Soweit die betreffenden Unternehmen (FinTechs) ihre Tätigkeiten als rein technische Dienstleistung für andere Unternehmen erbringen, die kapitalmarktrechtlich von der BaFin beaufsichtigt sind (hierunter fallen insbesondere Kreditinstitute in der Form von Universalbanken), kann es sich für Letztere wiederum um eine anzeigepflichtige sog. wesentliche Auslagerung handeln, während für das betreffende FinTech mangels des Betreibens aufsichtsrechtlicher Geschäfte eine eigenständige Erlaubnis nach Maßgabe von KWG, WpIG oder ZAG nicht erforderlich wäre.
Praxistipp
Unternehmen, die beabsichtigen Tätigkeiten als technologie- und innovationsorientierte Dienstleister am Finanzmarkt zu erbringen (FinTechs), sollten frühzeitig ermitteln, ob die betreffenden Tätigkeiten eine Erlaubnis nach Maßgabe von KWG, WpIG oder ZAG erfordern und daher eine kapitalmarktrechtliche Beaufsichtigung durch BaFin und Bundesbank begründen. Zudem sollten auch alle wesentlichen gesellschaftsrechtlichen Maßnahmen (namentlich Gesellschaftsvertrag/Satzung, Unternehmensgegenstand bzw. Geschäftsfeldbeschreibung, Maßnahmen der Kapitalbeschaffung, Eigentümer- und Geschäftsführungsstruktur, Businessplan und ggf.
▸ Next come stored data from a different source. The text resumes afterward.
PR #2522, opened 2023-02-08
Remove trusted setups from build

acolytec3:
Moves the `trusted_setup` out of `src` so it's no longer included in the `tx` bundle by default.  Also updates the readme to provide guidance on how to set up the dev environment to work with blob transactions.

PR #2526, opened 2023-02-10
Client trusted setup path fixes

holgerd77:
This fixes two bugs related to reading the trusted setup file updated in #2522 and breaking the client build, discovered this while trying to locally build the docker image for playing around with Hive.

1. The trusted setup file had not been included in the build, have added a script addition to the Client `npm run build`  command
2. the relative path references were not working properly especially for the trusted setup file reference in `bin/cli.ts` where path hierarchy would change when copied over to `dist/bin/cli.ts` (one level deeper). This is now mitigated by using client package internal references which - in the dist folder case - leads to taking the - now copied over, see 1. - devnet4.txt file - from `dist/trustedSetups/devnet4.txt`

Open for review. 🙂

### DIFF
--- a/packages/client/bin/cli.ts
+++ b/packages/client/bin/cli.ts
@@ -579,7 +579,7 @@ async function run() {
 
   // TODO sharding: Just initialize kzg library now, in future it can be optimized to be
   // loaded and initialized on the sharding hardfork activation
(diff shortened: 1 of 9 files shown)


holgerd77:
This is open for review, have updated the initial description with context on what is fixed here.

g11tech (approved):
lgtm

PR #2507, opened 2023-01-25
Fix engine-withdrawals hive tests 

jochem-brouwer:

PR #2529, opened 2023-02-10
allforks: Hive withdrawal fixes

### LINKED ISSUE #2498: Hive tests failing
Currently, we have failing hive tests (on hive `master` branch). 

In the [hive](https://github.com/ethereum/hive) repository, in order to run local code, change `clients/ethereumjs/Dockerfile` to:

```
FROM node:16-alpine as build
RUN apk update && apk add --no-cache bash git jq curl python3 gcc make g++ && rm -rf /var/cache/apk/*
ADD ethereumjs-monorepo /ethereumjs-monorepo
RUN cd ethereumjs-monorepo && npm i

RUN cd ethereumjs-monorepo/packages/client

ADD ethereumjs.sh /ethereumjs.sh
ADD mapper.jq /mapper.jq
ADD jwtsecret /jwtsecret
RUN chmod +x /ethereumjs.sh

# Inject the enode id retriever script
RUN mkdir /hive-bin
ADD enode.sh /hive-bin/enode.sh
RUN chmod +x /hive-bin/enode.sh

ADD genesis.json /genesis.json

# Export the usual networking ports to allow outside access to the node
EXPOSE 8545 8546 8551 8547 30303 30303/udp

# NodeJS applications have a default memory limit of 2.5GB.
# This limit is bit tight, it is recommended to raise the limit
# since memory may spike during certain network conditions.
ENV NODE_OPTIONS=--max_old_space_size=6144

ENTRYPOINT ["/ethereumjs.sh"]
```

You will need to copy/clone `ethereumjs-monorepo` into the `clients/ethereumjs` directory of hive. Note: tests are still somewhat slow since each time hive is started it will copy the entire directory into the docker container.

g11tech:
Fixes regarding failing hive testvectors

Closes #2498

 - [x] tx hardfork mismatch fix where the starting client hardfork was not being properly set as the timestamp was not being used, fixed
 - [x] check for withdrawals/excessdatagas missing on newPayload
 - [x] Skip altering the canonical chain number to hash mapping on runWithoutSetHead / newPayload
 - [x] Fix setting the hardfork on vm in getTransactionReceipt
 - [x] Fix setting evm hardfork on copy
 - [x] fix loading block/header which might not be in canonical chain

### DIFF
--- a/packages/vm/src/eei/eei.ts
+++ b/packages/vm/src/eei/eei.ts
@@ -94,6 +94,8 @@ export class EEI extends VmState implements EEIInterface {
   }
 
   public copy() {
-    return new EEI(this._stateManager.copy(), this._common.copy(), this._blockchain.copy())
+    const common = this._common.copy()
+    common.setHardfork(this._common.hardfork())
+    return new EEI(this._stateManager.copy(), common, this._blockchain.copy())
   }
 }
--- a/packages/blockchain/src/blockchain.ts
+++ b/packages/blockchain/src/blockchain.ts
@@ -1256,7 +1256,7 @@ export class Blockchain implements BlockchainInterface {
    */
   createGenesisBlock(stateRoot: Buffer): Block {
     const common = this._common.copy()
-    common.setHardforkByBlockNumber(0)
+    common.setHardforkByBlockNumber(0, undefined, common.genesis().timestamp)
 
     const header: BlockData['header'] = {
       ...common.genesis(),
--- a/packages/blockchain/src/db/helpers.ts
+++ b/packages/blockchain/src/db/helpers.ts
@@ -69,9 +69,11 @@ function DBSetHashToNumber(blockHash: Buffer, blockNumber: bigint): DBOp {
   })
 }
 
-function DBSaveLookups(blockHash: Buffer, blockNumber: bigint): DBOp[] {
+function DBSaveLookups(blockHash: Buffer, blockNumber: bigint, skipNumIndex?: boolean): DBOp[] {
   const ops = []
-  ops.push(DBOp.set(DBTarget.NumberToHash, blockHash, { blockNumber }))
+  if (skipNumIndex !== true) {
+    ops.push(DBOp.set(DBTarget.NumberToHash, blockHash, { blockNumber }))
+  }
 
   const blockNumber8Bytes = bufBE8(blockNumber)
   ops.push(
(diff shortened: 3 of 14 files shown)


jochem-brouwer:
Some (more) fixes might be in this PR: https://github.com/ethereumjs/ethereumjs-monorepo/pull/2507

(I honestly thought this was merged already)

acolytec3 (approved):
LGTM

g11tech:
> Some (more) fixes might be in this PR: #2507
> 
> (I honestly thought this was merged already)

thanks @jochem-brouwer , yea we had incorporated fixes from there into this :+1:

packages/vm/src/eei/eei.ts
```diff
@@ -94,6 +94,8 @@ export class EEI extends VmState implements EEIInterface {
   }
 
   public copy() {
-    return new EEI(this._stateManager.copy(), this._common.copy(), this._blockchain.copy())
+    const common = this._common.copy()
+    common.setHardfork(this._common.hardfork())
```
holgerd77, line 98: Valid solution here, but I guess this hardfork setting should be functionality directly integrated into the `Common` `copy()` function? 🤔

holgerd77:
Had another look here, thanks🙏, this all looks great!

packages/vm/src/eei/eei.ts
acolytec3: I wasn't sure on this one.  It might warrant further research on whether or not there is other "state" inside of `common` that needs to be copied along with the current `hardfork`.  That is the most impactful one (as identified by our failing tests) but I'm not sure if there's more to be thought through here.

holgerd77: This got me a bit curious and a had another look, since on second thought it seemed extremely unlikely to me that our libraries would work at all if in the former setup `Common.copy()` wouldn't preserve the hardfork state. Tested this out and it turns out that it *does*, since it does copy property values as well in `Common.copy()`.

You can test out the following code:

```typescript
import { Common, Chain, Hardfork } from '@ethereumjs/common'
const common = new Common({ chain: Chain.Mainnet, hardfork: Hardfork.Shanghai, eips: [4844] })
const common2 = common.copy()
common2.hardfork() // 'shanghai'
```

So seems we can delete these additional lines here again, the fixes seem to come from some other code changes in this PR. 🙂

EIPs are actually preserved as well, `common2.eips() // [ 4844 ]`.

acolytec3: Ah, okay. That makes sense. I wasn't sure if the EEI was impacted or not. We certainly had a bug where copying VM resulted in separate `common` instances being created for the internal evm and EEI but maybe that was the limit of the issue.

PR #2530, opened 2023-02-14
allforks: Allow genesis to be post merge

g11tech:
This PR builds on the top of other withdrawal fixes  for #2498
- https://github.com/ethereumjs/ethereumjs-monorepo/pull/2529

since this needs its own separate consideration, however this branch can be used to continue fixing further withdrawal hive fixes

We have been having various oddies regarding merge at genesis, where we didn't allow genesi block to attain merge, and forcefully putting merge hf just after genesis hardforks. So even with shanghai genesis we would get merge hf at block 1,  and other issues which would not be as clear to the developer.

Post discussions with @acolytec3 while hive debugging, we concluded that its ok or rather desirable to allow genesis to attain merge.

This PR allows merge at genesis as well as skips some validations for PoS genesis which hive post merge shanghai genesis were failing.


acolytec3 (approved):
LGTM!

Aufstellung von Planbilanzen) im Rahmen der Gründung und Etablierung eines entsprechenden Geschäftsmodells bereits hierauf abgestimmt sein. Für den „Einstieg“ in all diese Themen erscheinen der BaFin-Hub und eine frühzeitige – ggf. auch prophylaktische – Abstimmung mit den Aufsichtsbehörden höchst zweckmäßig.